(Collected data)
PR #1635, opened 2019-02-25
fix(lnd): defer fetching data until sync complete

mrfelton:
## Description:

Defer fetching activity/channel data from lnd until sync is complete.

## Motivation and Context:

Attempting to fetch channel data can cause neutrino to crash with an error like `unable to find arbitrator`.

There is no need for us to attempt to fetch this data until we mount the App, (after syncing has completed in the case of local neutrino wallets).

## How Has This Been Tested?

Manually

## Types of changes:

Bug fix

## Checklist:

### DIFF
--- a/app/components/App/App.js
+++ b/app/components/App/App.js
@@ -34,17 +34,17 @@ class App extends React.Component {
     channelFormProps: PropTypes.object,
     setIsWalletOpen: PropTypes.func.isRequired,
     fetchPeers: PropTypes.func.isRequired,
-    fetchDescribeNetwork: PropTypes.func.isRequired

- **AIM OF THE TASK**
Exactly the lines from the one containing "-34,17 +34,17 @@" to the last line of the entries above must be duplicated, with both of those lines included and nothing more.

- **ANSWER TO THIS PROBLEM**
@@ -34,17 +34,17 @@ class App extends React.Component {
     channelFormProps: PropTypes.object,
     setIsWalletOpen: PropTypes.func.isRequired,
     fetchPeers: PropTypes.func.isRequired,
-    fetchDescribeNetwork: PropTypes.func.isRequired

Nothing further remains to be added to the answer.